■ About this task
Using the data below, show every line where the word "export" occurs.

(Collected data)
Issue #8925, opened 2020-10-01
Still getting __metadata is not defined using --env.roduction on Android


kryptus36:
**Environment**
Provide version numbers for the following components (information can be retrieved by running `tns info` in your project folder or by inspecting the `package.json` of the project):

✔ Getting NativeScript components versions information...
✔ Component nativescript has 7.0.8 version and is up to date.
✔ Component @nativescript/core has 7.0.9 version and is up to date.
✖ Component @nativescript/ios is not installed.
✔ Component @nativescript/android has 7.0.0 version and is up to date.

"dependencies": {
    "@nativescript-community/ui-pager": "^13.0.0-alpha.10",
    "@nativescript/core": "~7.0.9",
    "@nativescript/firebase": "^11.0.0",
    "@nativescript/iqkeyboardmanager": "^2.0.0",
    "@types/node": "^12.12.7",
    "moment": "^2.27.0",
    "moment-timezone": "^0.5.28",
    "@nativescript/appversion": "^2.0.0",
    "nativescript-audio-player": "^1.0.3",
    "@nativescript/geolocation": "^7.0.0",
    "nativescript-insomnia": "^2.0.0",
    "nativescript-mqtt": "^1.2.0",
    "@nativescript/secure-storage": "^3.0.0",
    "@nativescript/theme": "^3.0.0",
    "nativescript-ui-listview": "^9.0.2",
    "nativescript-ui-sidedrawer": "^9.0.3"
  },
  "devDependencies": {
    "@nativescript/android": "7.0.0",
    "@nativescript/types": "7.0.0",
    "@nativescript/webpack": "~3.0.0",
    "node-sass": "^4.14.1",
    "tslint": "^6.1.1",
    "typescript": "3.9.7"
  },

**Describe the bug**
The app runs fine until I add --env.production. I then get:
System.err: java.lang.RuntimeException: Unable to create application com.tns.NativeScriptApplication: com.tns.NativeScriptException: Error calling module function 
System.err: ReferenceError: __metadata is not defined

May be related to the bugs referenced in #8903 but that was apparently fixed. 

**To Reproduce**
ns run android --emulator --env.production

**Expected behavior**
app runs

I did also make sure to run ns clean to make sure my build was fresh.

farfromrefug:
@kryptus36 by any chance can you share your project ? If not maybe your app/main.ts ? It would help in figuring out why it still crashes

kryptus36:
[...]

PR #8931, opened 2020-10-03
fix: ensure globals do not get tree shaked

farfromrefug:
For some reason we need to have the three of those for it to work correctly
Fixes https://github.com/NativeScript/NativeScript/issues/8925

### DIFF
--- a/packages/core/package.json
+++ b/packages/core/package.json
@@ -10,7 +10,9 @@
       "url": "https://github.com/NativeScript/NativeScript"
   },
   "sideEffects": [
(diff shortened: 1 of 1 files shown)


NathanWalker:
Interesting thanks @farfromrefug - makes sense as due to global handling sideEffects probably does need to be expanded.

NathanWalker (approved):

NathanWalker:
Release in https://github.com/NativeScript/NativeScript/releases/tag/7.0.10-core now.

PR #991, opened 2022-01-10
breaking: drop support for ES, UMD formats

### LINKED ISSUE #896: TypeError: Cannot read properties of undefined (reading '$$') when using 0.42.0 or newer
When I'm using any components from carbon-components-svelte. It trigger the following error :

chrome_bxTO9mFTBa
chrome_YRSjjmqjap

Here is the code that trigger the error. It happen when I'm using any components (buttons, forms, accordions): 
Code_R6CQCZ0gOO

I don't have this issue if I'm using the 0.41.0 version. It start breaking at 0.42.0 or newer.

My package versions :
svelte: 3.44.1
esbuild: 0.13.12
esbuild-svelte: 0.5.7  (and tested with 0.5.3 too)

### LINKED ISSUE #1427: Upgrading from 0.41 results in "Cannot read properties of undefined (reading ‘$$’)"
Hi there.

I'm trying to upgrade my (previously working) project to use newer versions of the dependencies. I've been using Carbon components and am running into the above error message. I've done a fair bit of Googling, without success so far, but I have manged to make a set of minimal steps to reproduce the issue:

1. With Meteor 2.7.3 (I'm using the git repo, on tag release/METEOR@2.7.3), run meteor create test --svelte
2. meteor run
3. meteor npm i --save carbon-components-svelte
4. Edit imports/ui/App.svelte, adding:
    import { Button } from 'carbon-components-svelte';
5. Modify button to Button in both places on line 14.

Things that I've tried:
1. Update svelte to ^3.48 (https://github.com/carbon-design-system/carbon-components-svelte says it requires this)
2. Downgrade carbon-components-svelte to 0.60 or 0.50, both without success.

The working version is using carbon-components-svelte 0.41.

I'm thinking the issue is in carbon-components-svelte because if I just upgrade carbon-components-svelte, that's what breaks my build. I can of course find the issue reported elsewhere, but not a solution that is helping in this case.

Can someone help, please? Thanks in advance!

metonym:
Fixes #896, fixes #1427

This PR drops support for the compiled ES, UMD formats. Instead, only the uncompiled Svelte source code will be shipped.

This should have no impact for users of Vite/SvelteKit/Webpack/Rollup. This solves issues for set-ups that experience errors using the compiled code (#896). A bonus is that the `carbon-components-svelte` package will be considerably lighter in size.


dummdidumm:
FYI there's a feature request in SvelteKit which would enable also bundling to ESM/UMD: https://github.com/sveltejs/kit/issues/2572 . There are valid cases where you would want people to be able to use your library standalone. If that's the case for `carbon-components-svelte` is another question.

metonym:
@dummdidumm Thank you for the info! Good to know that there are potential use cases for the bundled code.

Issue #1003, opened 2022-01-13
Probably `selectedId` is better than `selectedIndex` in ComboBox and Dropdown


KoichiKiyokawa:
First, thank you for working on this library.
I use this library in production and it is very useful 🎉 
But, I found that the reactive prop of `selectedIndex` in `ComboBox` and `Dropdown` was difficult to use.
It would be better if it is `selectedId`.

The reasons are as follows.
## Matches with other select like components.
- `Select` component has a `selected` prop (it is equivalent to selectedId).
- `MultiSelect` component has a `selectedIds` prop.

## Easier to connect with server side
When sending values to the server side, it is often necessary to use the `selectedId` instead of the `selectedIndex`.

## Matches HTML `<select>` tags.
Since `ComboBox` and `Dropdown` are used as alternatives to the `<select>` tag, it is better if the APIs match, IMO.

```svelte
<!-- select tag use case in svelte-->
<script>
let selectedFruit
</script>

<select bind:value={selectedFruit}>
  <option value="apple">Apple</option>
  <option value="banana">Banana</option>
</select>
```

Currently, it is necessary to declare an extra variable when using `ComboBox` or `Dropdown`.

```svelte
<script>
const items = [{ id: 'apple', text: 'Apple' }, { id: 'banana', text: 'Banana' }]
let selectedFruitIndex = -1 // the extra variable
$: selectedFruit = items[selectedIndex] // we need this to send the server side.
</script>

<Dropdown {items} bind:selectedIndex={selectedFruitIndex} />
```

or, to avoid extraneous variables, do the following.

```svelte
<script>
const items = [{ id: 'apple', text: 'Apple' }, { id: 'banana', text: 'Banana' }]
let selectedFruit
</script>

<Dropdown {items} selectedIndex={items.findIndex(item => item.id === selectedFruit)} on:select={e => selectedFruit = e.detail.selectedId} />
```

If `ComboBox` and `Dropdown` have a reactive `selectedId`, we can do the following. It is very smart.

```svelte
<script>
let selectedFruit
</script>

<Dropdown items={[{ id: 'apple', text: 'Apple' }, { id: 'banana', text: 'Banana' }]} bind:selectedId={selectedFruit} />
```

This issue is just a suggestion, so feel free to close 👍

metonym:
I agree.

[...]

PR #1004, opened 2022-01-14
feat(Dropdown): selectedIndex -> selectedId

KoichiKiyokawa:
part of #1003

Modify `selectedIndex` to `selectedId` in Dropdown component.
(I will create another PR for ComboBox later to make the diff smaller.)

### DIFF
--- a/src/Dropdown/Dropdown.svelte
+++ b/src/Dropdown/Dropdown.svelte
@@ -18,8 +18,11 @@
    */
   export let itemToString = (item) => item.text || item.id;
 
-  /** Specify the selected item index */
-  export let selectedIndex = -1;
+  /**
+   * Specify the selected item id
+   * @type {DropdownItemId}
+   */
+  export let selectedId = undefined;
 
   /**
    * Specify the type of dropdown
@@ -108,7 +111,6 @@
 
   const dispatch = createEventDispatcher();
 
-  let selectedId = undefined;
   let highlightedIndex = -1;
 
   function change(dir) {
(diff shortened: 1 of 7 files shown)


src/Dropdown/Dropdown.svelte
```diff
@@ -123,12 +125,12 @@
     highlightedIndex = index;
   }
 
-  $: if (selectedIndex > -1) {
+  $: if (selectedId !== undefined) {
     dispatch("select", { selectedId, selectedIndex, selectedItem });
```
KoichiKiyokawa, line 129: I'm not sure if we should dispatch `selectedIndex` 🤔

metonym: Let's leave it in for now

metonym (changes requested):
This looks great!

I agree that `selectedIndex` can be omitted from the `select` event.

src/Dropdown/Dropdown.svelte
KoichiKiyokawa: Done in d52828a 🙆‍♂️

metonym (approved):
Excellent work! I tested two-way binding and the `on:select` worked as expected.

I'd like to get this merged/released in the next minor version (0.53) along with the changes to ComboBox.

KoichiKiyokawa:
@metonym 
Thank you for reviewing :tada:
I created the PR for `ComboBox` in #1016

metonym:
Released in [v0.53.0](https://github.com/carbon-design-system/carbon-components-svelte/releases/tag/v0.53.0).

PR #1016, opened 2022-01-18
feat(ComboBox): selectedIndex -> selectedId 

### LINKED ISSUE #1003: Probably `selectedId` is better than `selectedIndex` in ComboBox and Dropdown

KoichiKiyokawa:
fix #1003
continued from #1004


src/ComboBox/ComboBox.svelte
```diff
@@ -269,29 +267,25 @@
...
+              highlightedIndex > -1 &&
+              filteredItems[highlightedIndex]?.id !== selectedId
+            ) {
               open = false;
-              highlightedIndex = -1;
-              if (filteredItems[selectedIndex]) {
-                inputValue = filteredItems[selectedIndex].text;
-                selectedItem = filteredItems[selectedIndex];
-                selectedId = filteredItems[selectedIndex].id;
+              if (filteredItems[highlightedIndex]) {
```
KoichiKiyokawa, line 275: We can use `highlightedIndex` because `highlightedIndex = -1;` was moved to line 288.

src/ComboBox/ComboBox.svelte
```diff
@@ -149,34 +150,31 @@
...
       if (!selectedItem) {
         selectedId = undefined;
-        selectedIndex = -1;
         inputValue = "";
         highlightedIndex = -1;
         highlightedId = undefined;
-        prevSelectedIndex = undefined;
       } else {
-        // programmatically set selectedIndex
+        // programmatically set inputValue
```
metonym, line 157: Good catch

metonym (approved):
Thank you for seeing this through, and for also updating the examples.

I tested:

- two-way binding using `selectedId`
- filtering
- keyboard navigation
- clearing selection using the "X"
- programmatically clearing using the accessor

PR #1017, opened 2022-01-18
fix(Dropdown): list icon was clickable in disabled state

patoi:
https://user-images.githubusercontent.com/1846548/149938326-e2ab9415-3178-429d-bbf7-0f0cdd66a529.mp4

### DIFF
--- a/src/Dropdown/Dropdown.svelte
+++ b/src/Dropdown/Dropdown.svelte
@@ -176,6 +176,7 @@
       {disabled && 'bx--dropdown--disabled'}
       {light && 'bx--dropdown--light'}"
     on:click="{({ target }) => {
+      if (disabled) return;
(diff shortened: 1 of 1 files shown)


patoi:
There is one more bug...

patoi:
ListBox was selectable, when extended Dropdown component.

patoi:
MacOS 12.1:
The bug does **not** reproducable in Firefox 96.0.1.
Affected browser is Chrome 97.0.4692.71 (x86_64)

metonym (approved):
Nice catch 🙏

metonym:
Fixed in [v0.53.0](https://github.com/carbon-design-system/carbon-components-svelte/releases/tag/v0.53.0)

PR #1044, opened 2022-01-27
breaking(number-input): type `value` as `null | number`

### LINKED ISSUE #1039: `NumberInput` change event data or type is off
The `change` event dispatches the `value` property as its payload.
The event is typed as `number`, the property as `number | string`.

`value`, can implicitly be `undefined` as well, maybe that needs to be considered, too.

metonym:
Fixes #1039

This uses `null` instead of an empty string to denote "no value."

```svelte
<script>
  import { NumberInput, Button } from "carbon-components-svelte";

  let value = null;

  $: console.log("bind:value", value, typeof value);
</script>

<NumberInput
  allowEmpty
  bind:value
  on:change={(e) => console.log("on:change", e.detail, typeof e.detail)}
/>

<Button on:click={() => (value = null)}>Set to null</Button>
<Button on:click={() => (value = 0)}>Set to 0</Button>
```

### DIFF
--- a/COMPONENT_INDEX.md
+++ b/COMPONENT_INDEX.md
@@ -2560,32 +2560,32 @@ export type NumberInputTranslationId = "increment" | "decrement";
 
 ### Props
 
-| Prop name       | Kind               | Reactive | Type                                                            | Default value                                                    | Description                                     |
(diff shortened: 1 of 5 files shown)


metonym:
@brunnerh does this work with your use case?

brunnerh:
@metonym Yes, looks good 👍

PR #1047, opened 2022-01-29
Allow modals to have button icons

gregorw:
Buttons may have icons. Modals (mostly) have buttons. Should modal buttons have icons?

In this PR I would like to allow an icon on the _primary_ button of a modal. I’m happy to propose a separate PR if we want to consider secondary buttons as well.

image


gregorw:
Fixes #1048

metonym (approved):
Looks great – thanks for also including an example in the docs!

PR #1049, opened 2022-01-29
Allow modals to have button props

### LINKED ISSUE #1048: Modal button icons
We would like to use a primary button _icon_ in modals.

In Carbon Design System buttons already have icons. Modals have buttons most of the time. So, this seems to be a logic addition. The [guidelines](https://www.carbondesignsystem.com/components/modal/usage/) do not cover this, though. The closest thing I could find was a [loading indicator on a modal button](https://www.carbondesignsystem.com/components/modal/usage/#loading).

image

What we want is this:

image

What do you think?

I have already implemented this in #1047.

gregorw:
This is an alternative — and more generic — implementation to #1047 that fixes #1048.

@metonym Which one do you prefer?


gregorw:
Closing in favor of #1047

PR #1053, opened 2022-01-30
Align NumberInput `change`/`input` with native.

### LINKED ISSUE #1052: Align NumberInput events with native inputs?
Currently `change` fires on input and the `input` event is simply forwarded (i.e. does not parse).

For the native inputs the firing semantics are:
- [`change`](https://html.spec.whatwg.org/multipage/indices.html#event-change): Fired at controls when the user commits a value change
- [`input`](https://html.spec.whatwg.org/multipage/indices.html#event-input): Fired at controls when the user changes the value

It would be nice if the component only fires `change` at the same time the input fires `change` in case uncommitted value changes are not of interest. Also, both `input` and `change` should provide the parsed value (`string` => `number | null`).

(Steppers should fire `change` and `input`, the native steppers do that as well.)

[REPL illustrating differences](https://svelte.dev/repl/6193507d3aea47dfbbddc0db381df6bd?version=3.46.3)

brunnerh:
Fixes #1052.
Obsoletes #1051.

### DIFF
--- a/COMPONENT_INDEX.md
+++ b/COMPONENT_INDEX.md
@@ -2600,11 +2600,11 @@ export type NumberInputTranslationId = "increment" | "decrement";
 | Event name | Type       | Detail                          |
 | :--------- | :--------- | :------------------------------ |
 | change     | dispatched | <code>null &#124; number</code> |
+| input      | dispatched | <code>null &#124; number</code> |
 | click      | forwarded  | --                              |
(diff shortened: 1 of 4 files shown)


metonym (approved):
Nice – this works great

brunnerh:
Thank you for considering and even thoroughly testing this!

PR #1058, opened 2022-02-01
fix(tooltip): `Tooltip.svelte.d.ts` is missing open/close events

metonym:
**Fixes**

- type open/close events for `Tooltip`


metonym:
Fixed in [v0.57.1](https://github.com/carbon-design-system/carbon-components-svelte/releases/tag/v0.57.1)

Issue #1062, opened 2022-02-02
DataTable sorting indicator appears in wrong TableColumnHead


berndfuhrmann:
Demo of problem:
https://svelte.dev/repl/3a27073d9b4f48f383b90c1dfd7395e2?version=3.46.3

Steps to reproduce:
1. load REPL
2. click on table header "Name"
3. Sorting indicator appear in column "Rule" instead of "Name"

Version tested: 0.57.1

metonym:
Nice find – the reactivity of the `headers` prop is buggy

PR #1063, opened 2022-02-02
Fix issue by adding id's in a different order

berndfuhrmann:
This should fix the issue I just reported: https://github.com/carbon-design-system/carbon-components-svelte/issues/1062
I'm not sure if this is the best way to do it or if changing headers should be legal at all. On the other hand, I don't see, how this would break anything.
Thanks for reviewing in advance!

### DIFF
--- a/src/DataTable/DataTable.svelte
+++ b/src/DataTable/DataTable.svelte
@@ -155,7 +155,7 @@
       if (refSelectAll) refSelectAll.checked = false;
     },
     add: (id) => {
-      headerItems.update((_) => [..._, id]);
+      headerItems.update((_) => [id, ..._]);
     },
   });
 


metonym (commented):
> changing headers should be legal at all

I definitely think `headers` should be reactive.

However, the off by one error still occurs for `headers` that aren't dynamically updated.

metonym (changes requested):
Looking at the code, I don't think there's any reason to generate an id per `TableHeader`.

We can instead just use the Header `key` as the id:

```diff
const thKeys = derived(headerItems, () =>
    headers
-     .map(({ key }, i) => ({ key, id: $headerItems[i] }))
+     .map(({ key }, i) => ({ key, id: key }))
      .reduce((a, c) => ({ ...a, [c.key]: c.id }), {})
  );
```

Issue #1643, opened 2023-01-29
Slider on:input event


AZProductions:
Could there be a `on:input` event implemented in the Slider component. I'm running into problems where on:change gets fired when the user moves the slider, and when the slider value changes. I only want the event to fire when the user moves the slider.

I recreated a demo here:
https://svelte.dev/repl/10aa153589364fddbccb7ec765bde60e?version=3.55.1

Hope it's clear enough, thank you!

theetrain:
Thanks for pointing this out. Slider, like a few other components, are dispatching `change` reactively when it shouldn't. The problematic code is here:

https://github.com/carbon-design-system/carbon-components-svelte/blob/57b6ea68b53368240b07faff80a8a8157fae0786/src/Slider/Slider.svelte#L119-L121

We're looking to standardize events (see #1621) and it probably makes sense to forward the native `change` event if one exists, rather than dispatch it manually. Let us know if you're willing to contribute a fix, otherwise we'll have this ready for v1.

metonym:
Fixed in [v0.82.10](https://github.com/carbon-design-system/carbon-components-svelte/releases/tag/v0.82.10)

PR #1906, opened 2024-01-27
fix(slider): dispatch `on:input` event

mmamedel:
Fixes [#1643](https://github.com/carbon-design-system/carbon-components-svelte/issues/1643)


metonym:
Thanks for the fix. Released in [v0.82.10](https://github.com/carbon-design-system/carbon-components-svelte/releases/tag/v0.82.10)

PR #1907, opened 2024-01-27
fix(types): improve `e.detail` type for dispatched events

metonym:
Some dispatched events do not have an explicit type annotation, and thus default to `CustomEvent<any>`.

This PR enhances the DX by explicitly annotating the type.

```svelte
<Slider
  on:change="{(e) => {
    console.log(e.detail); // number
  }}"
/>
```

### DIFF
--- a/COMPONENT_INDEX.md
+++ b/COMPONENT_INDEX.md
@@ -2151,9 +2151,9 @@ None.
 
 ### Events
 
-| Event name | Type       | Detail |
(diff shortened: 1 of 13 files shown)


theetrain (approved):
Looks good, and works well!

metonym:
Fixed in [v0.82.9](https://github.com/carbon-design-system/carbon-components-svelte/releases/tag/v0.82.9)

PR #1911, opened 2024-02-07
fix(context-menu): prevent `on:contextmenu` default behavior only when opening menu

### LINKED ISSUE #1909: ContextMenu prevents context menu invocations outside of the target
The use of preventDefault on this line https://github.com/carbon-design-system/carbon-components-svelte/blob/65904575743ba06344fb75e14685e42494c13cde/src/ContextMenu/ContextMenu.svelte#L141

applies to contextmenu events anywhere on the page, so even if you right click somewhere on the page that's not inside the target, it'll prevent the browser's context menu from opening

metonym:
Fixes #1909

Right clicking a non-`target` should allow the default `contextmenu` event.

### DIFF
--- a/src/ContextMenu/ContextMenu.svelte
+++ b/src/ContextMenu/ContextMenu.svelte
@@ -59,6 +59,7 @@
 
   /** @type {(e: MouseEvent) => void} */
   function openMenu(e) {
+    e.preventDefault();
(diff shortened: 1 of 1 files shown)


metonym:
Fixed in [v0.82.9](https://github.com/carbon-design-system/carbon-components-svelte/releases/tag/v0.82.9)

PR #1913, opened 2024-02-16
fix(overflow-menu): use `offsetWidth`, `offsetHeight` to compute menu dimensions

Sahasrara:


metonym:
Could you provide an example or some context as to what this solves?

Sahasrara:
> Could you provide an example or some context as to what this solves?

Oh sorry, so specifically I was using these dropdowns nested inside an element with scale transformation applied to it. The client rect calculations actually takes the scale into account so if you use those values to position the dropdown menu, the menu will appear in the wrong position in that context.

Here's a much more specific example:
https://svelteflow.dev/examples

Imagine a dropdown on one of the nodes in the graph on this page. The position of the dropdown will be incorrect if you zoom in or out since they use transform scale.

metonym (approved):
Seems like a reasonable approach.

metonym:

■ Solved problem
   export let itemToString = (item) => item.text || item.id;
-  export let selectedIndex = -1;
+  export let selectedId = undefined;
@@ -2560,32 +2560,32 @@ export type NumberInputTranslationId = "increment" | "decrement";
@@ -2600,11 +2600,11 @@ export type NumberInputTranslationId = "increment" | "decrement";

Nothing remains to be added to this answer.